Friday, May 15, 2015

'Hey Joe'


Someone said that life is not happening to you, but is responding to you.

When you meet the old fellow (sic) you could hardly relate that to him, though the phrase ‘old fellow’ is a misnomer here in his case, though he is eighty three. Talking to him, listening to him, watching him relish the third single malt (and nothing more than that) made me feel growing young- sort of aging backwards. At least for the short while he spent with us! After he was gone I began to think of the time spent with him, not many people would challenge you without virtually doing so to take personal responsibility for all that is wrong in your life and everything that is inordinate and derailed in the world. Without saying he conveys the truism that the world is that we create for us individually.

Joe as he is called, perhaps that is a moniker, is a  sprightly  man who would pass off to be in his teens, if his bald-pated  head and furrowed skin doesn’t tell a different story.
I met him some years ago and spent a few minutes with him. His extraordinariness as a person of gaiety touched me then too.

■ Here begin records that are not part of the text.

PR #132, opened 2019-02-25
Add verify and map auth support

wallyqs:
Enables verify and map support that is available in edge from the [nats server](https://github.com/nats-io/gnatsd#tls-authorization)

```yaml
kind: "NatsCluster"
metadata:
  name: "nats-cluster"
spec:
  size: 3
  serverImage: "wallyqs/nats-server"
  version: "edge-2.0.0-RC5"

  tls:
    serverSecret: "nats-clients-tls"

  auth:
    tlsVerifyAndMap: true
```

### DIFF
--- a/pkg/apis/nats/v1alpha2/cluster.go
+++ b/pkg/apis/nats/v1alpha2/cluster.go
@@ -239,8 +239,8 @@ type AuthConfig struct {
 	// allow to clients to send their auth credentials.
 	ClientsAuthTimeout int `json:"clientsAuthTimeout,omitempty"`
 
-	// EnableTLSAuth toggles the verify and map.
-	EnableTLSAuth bool `json:"enableTLSAuth,omitempty"`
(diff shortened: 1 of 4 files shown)


pkg/apis/nats/v1alpha2/cluster.go
```diff
@@ -238,6 +238,9 @@ type AuthConfig struct {
 	// ClientsAuthTimeout is the time in seconds that the NATS server will
 	// allow to clients to send their auth credentials.
 	ClientsAuthTimeout int `json:"clientsAuthTimeout,omitempty"`
+
+	// EnableTLSAuth toggles the verify and map.
+	EnableTLSAuth bool `json:"enableTLSAuth,omitempty"`
```
ColinSullivan1: imo we should keep this inline with NATS server config nomenclature.  Maybe TLSVerifyAndMap?  Wdyt?

wallyqs: sounds good to me! I will update to use that instead

PR #134, opened 2019-03-01
Add field to include extra config for the server

wallyqs:
Add field to be able to enable debug and trace, as well as to customize max conns/payload and slow consumer deadline.

```yaml
kind: "NatsCluster"
metadata:
  name: "example-nats"
spec:
  size: 3
  version: "1.4.0"

  # Extra configuration for the server.
  natsConfig:
    debug: true
    trace: true

    # Duration within quotes
    write_deadline: "5s" 

    # In bytes, in this case 5MB
    max_payload: 5242880

    max_connections: 1024
    max_subscriptions: 1024
    max_pending: 65536 # In bytes
    disable_logtime: true
    max_control_line: 2048
```


pkg/apis/nats/v1alpha2/cluster.go
```diff
@@ -126,6 +130,15 @@ type ClusterSpec struct {
 	ExtraRoutes []*ExtraRoute `json:"extraRoutes,omitempty"`
 }
 
+// ServerConfig is extra configuration for the NATS server.
+type ServerConfig struct {
+	Debug          bool   `json:"debug,omitempty"`
+	Trace          bool   `json:"trace,omitempty"`
+	WriteDeadline  string `json:"write_deadline,omitempty"`
+	MaxConnections int    `json:"max_connections,omitempty"`
```
ColinSullivan1: While at it, maybe add MaxSubscriptions, MaxControlLine, LogTime?  Wdyt?

wallyqs: sgtm, will too

wallyqs: Added more extra fields for the limits, thanks for taking a look.

PR #145, opened 2019-03-12
Helm: restrict RBAC namespaced deployments

Smana:


helm/nats-operator/templates/rbac.yaml
```diff
@@ -0,0 +1,76 @@
+{{- if .Values.rbacEnabled }}
+apiVersion: rbac.authorization.k8s.io/v1
```
wallyqs: Thanks so much for the help with the Helm templates! Maybe we could update to the revised rbac policy that has less permissions now? https://github.com/nats-io/nats-operator/blob/master/deploy/00-prereqs.yaml#L37-L97

Smana: Changing that right now

Smana: done

PR #148, opened 2019-03-14
[Helm] rbac add missing perms

Smana:


helm/nats-operator/templates/rbac.yaml
```diff
@@ -72,14 +72,13 @@ rules:
   resources:
   - namespaces
   - serviceaccounts
-  verbs:
-  - list
+  verbs: ["list", "get", "watch"]
```
wallyqs: thanks, looks like I'm missing them as well here: https://github.com/nats-io/nats-operator/blob/master/deploy/00-prereqs.yaml#L58-L74
I'll add them after merging

PR #150, opened 2019-03-22
Remove garbage collection in the background

wallyqs:
Since we can rely on cascade ownership delete instead to delete the resources.


pires:
Why not remove the package entirely? Also, please make sure to update vendor, just in case.

PR #151, opened 2019-03-22
Change prometheus-nats-exporter to version 0.2.0 and add channelz and…

pslijkhuis:
… serverz to the arguments of the metrics container

Make nats exporter 0.2.0 the default exporter and add the arguments -serverz and -channelz

### DIFF
--- a/pkg/util/kubernetes/pod.go
+++ b/pkg/util/kubernetes/pod.go
@@ -114,6 +114,8 @@ func natsPodMetricsContainer(image, tag, pullPolicy string) v1.Container {
 			"-routez",
 			"-subz",
 			"-varz",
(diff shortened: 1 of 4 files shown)


pkg/util/kubernetes/pod.go
```diff
@@ -114,6 +114,8 @@ func natsPodMetricsContainer(image, tag, pullPolicy string) v1.Container {
 			"-routez",
 			"-subz",
 			"-varz",
+			"-channelz",
+			"-serverz",
```
wallyqs: btw these two flags will only work for the monitoring endpoint of the streaming server which this operator does not support yet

I have been since then hearing of him from a friend who introduced me to Joe.

Joe lived most part of his adult and student life elsewhere in India, New Delhi and Kashmir being the highlights, I gather. As a young man he represented the Delhi Ranji trophy team in the 1940’s. He reminisced the times when Pataudi ( Sr) was frequent at the nets and the elite social company he kept , mostly flocked by memsahibs. He smiled mischievously while narrating the social high profile life in Lutyen’s Delhi in the 1940’s. He rubbed shoulder with Nehru and shook hands with Lord Mountbatten. His prized possession is the bloodied soil from the spot where Gandhi was shot and killed.

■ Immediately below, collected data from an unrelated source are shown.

PR #155, opened 2019-04-01
Reverse order of CRD init operations

schancel:
This commit reverses the order of CRD init operations. The reason for
doing CRD init operations in this new order, is so that k8s admins
can manually create the expected CRDs. By creating the CRDs by hand,
create CRD permission does not need to be granted to the nats-operator SA.
Only read permission is required.

### DIFF
--- a/pkg/util/kubernetes/crd.go
+++ b/pkg/util/kubernetes/crd.go
@@ -128,36 +128,25 @@ func WaitCRDs(extsClient extsclientset.Interface) error {
 
 // createOrUpdateCRD creates or updates the specified custom resource definition according to the provided specification.
 func createOrUpdateCRD(crd *extsv1beta1.CustomResourceDefinition, extsClient extsclientset.Interface) error {
-	// Attempt to register the CRD.
-	_, err := extsClient.ApiextensionsV1beta1().CustomResourceDefinitions().Create(crd)
-	if err == nil {
-		// Registration was successful.
+	// At this point the CRD may already exist from manual creation. Attempt to get the CRD
+	d, err := extsClient.ApiextensionsV1beta1().CustomResourceDefinitions().Get(crd.Name, metav1.GetOptions{})
+
+	// CRD already exists, but it's what we expect.
+	if err == nil && reflect.DeepEqual(d.Spec, crd.Spec) {
 		return nil
 	}
-	if !IsKubernetesResourceAlreadyExistError(err) {
-		// The crd doesn't exist yet but we've got an unexpected error while registering it.
+
+	// CRD already exists, and is different than what is expected.
+	if err == nil {
+		// Attempt to update the CRD by setting its spec to the expected value.
+		d.Spec = crd.Spec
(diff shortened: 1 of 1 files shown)


pkg/util/kubernetes/crd.go
```diff
@@ -128,35 +128,28 @@ func WaitCRDs(extsClient extsclientset.Interface) error {
...
 	}
-	if !IsKubernetesResourceAlreadyExistError(err) {
-		// The crd doesn't exist yet but we've got an unexpected error while registering it.
-		return err
+
+	// CRD already exists, and is different than what is expected.
+	if err == nil {
+		// Attempt to update the CRD by setting its spec to the expected value.
+		d.Spec = crd.Spec
+		return extsClient.ApiextensionsV1beta1().CustomResourceDefinitions().Update(d)
```
wallyqs:
```suggestion
		_, err = extsClient.ApiextensionsV1beta1().CustomResourceDefinitions().Update(d)
		return err
```

pkg/util/kubernetes/crd.go
```diff
@@ -128,35 +128,28 @@ func WaitCRDs(extsClient extsclientset.Interface) error {
...
 	}
 
-	// At this point the CRD already exists but its spec may differ.
-	// This can happen, for instance, if the user has tampered with the CRD.
-	// Hence, we do our best to bring in line with our expectations.
-	// Fetch the latest version of the CRD.
-	d, err := extsClient.ApiextensionsV1beta1().CustomResourceDefinitions().Get(crd.Name, metav1.GetOptions{})
+	// No CRD existed, attempt to register the CRD.
+	_, err := extsClient.ApiextensionsV1beta1().CustomResourceDefinitions().Create(crd)
```
wallyqs:
```suggestion
	_, err = extsClient.ApiextensionsV1beta1().CustomResourceDefinitions().Create(crd)
```

wallyqs:
Thanks @schancel for the PR! Left a couple of suggestions that I think will fix the error in the build.

schancel:
@wallyqs Should be fixed.  Any chance you're willing to switch to `go mod`?  It would make it easier to build.  I can't actually build this right now, without changing my go setup.

pkg/util/kubernetes/crd.go
```diff
@@ -128,35 +128,29 @@ func WaitCRDs(extsClient extsclientset.Interface) error {
...
-		return err
-	}
-	if reflect.DeepEqual(d.Spec, crd.Spec) {
-		// The specs match, so there's nothing to do.
-		return nil
-	}
-	// Attempt to update the CRD by setting its spec to the expected value.
-	d.Spec = crd.Spec
-	if _, err := extsClient.ApiextensionsV1beta1().CustomResourceDefinitions().Update(d); err != nil {
+		// Registration failed
```
schancel: Actually this is silly...

wallyqs:
Sorry about the inconvenience, will switch to use go modules after this.

Issue #156, opened 2019-04-01
Add support for `clientAuthFile`


schancel:
Add a `auth` config item `clientAuthFile` which tells nats operator to adjust the location of the nats auth configuration file.  The purpose of this would be for cases where secrets are coming from an `initContainer` defined in the `NatsCluster` definition.

schancel:
You can assign this to me, I'm going to submit a pull request.

wallyqs:
Fixed via #159

PR #157, opened 2019-04-02
Allow Pod Template to provide initContainers, Volumes, and Containers

schancel:
Previously, `NewNatsPodSpec` would initialize it the spec from a deep
copy of the PodTemplate, if it was provided by the user.  However, it then
overwrites initContainers, Volumes, and Containers with item lists that
are build at runtime.

This commit changes the behavior to append to the existing lists, enabling
InitContainers, Volumes, and Containers to be specified in the pod template.

Additionally, this adds a `VolumeMounts` item to the PodPolicy so that
volumes provided in the template, can be mounted into the nats container.

Step #1 of addressing https://github.com/nats-io/nats-operator/issues/156


wallyqs:
Merged including a couple of fixes at https://github.com/nats-io/nats-operator/commit/bbff7978648d4411c157c16bded3df51a9a017cf

PR #158, opened 2019-04-02
Adopt Go modules

wallyqs:
Setup Go modules and vendoring for the repo to reproduce the build


wallyqs:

Joe’s father was employed up in north and that took him places, then his own job with a petroleum company made him a Mallu in love with the diversity of India and its varying geographical locations.
I can well presume that he has had his share of adversities personal and external.  While sitting with him I wondered if the aura of optimism and sheer plank of avidity that he stands upon will rub on me and the rest who often find it difficult to be even half alive, let alone to be exuberant and radiating elan vital when confronted even by the shallow irritancy of quotidian life. Robert Prigg says in his book Zen & the Art of Motorcycle Maintenance, “Is it hard?”  “Not if you have the right attitudes”. 

I asked him while he was helping himself with dessert after a good dinner of chicken byriani and chicken grill if he was a believer- if besides the 18 hole game of golf that he ventures to play at early dawn three times  every week, going to church was in his agenda. His reply was a wave of his hand – like you keep away an unwelcome irritant fly and slightly contorting his face he said sternly,"No”. He was not deluded, I found and that must also be the reason for his sprightly mind.